PR #2547, opened 2021-07-26
Olympia mappings - runtime forum/proposals changes adjustments, support for forum tags and proposals discussion

Lezek123:
Includes merged and updated work from https://github.com/Joystream/joystream/pull/2436 (proposals discussion mappings) and adjustments related to changes introduced in:
- https://github.com/Joystream/joystream/pull/2527 - `PostId` is now retriveable from `ThreadCreated` event data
=====
*Task description*
In the entries, find every line holding "from" and copy it.

*Written reply*
Includes merged and updated work from https://github.com/Joystream/joystream/pull/2436 (proposals discussion mappings) and adjustments related to changes introduced in:
- https://github.com/Joystream/joystream/pull/2527 - `PostId` is now retriveable from `ThreadCreated` event data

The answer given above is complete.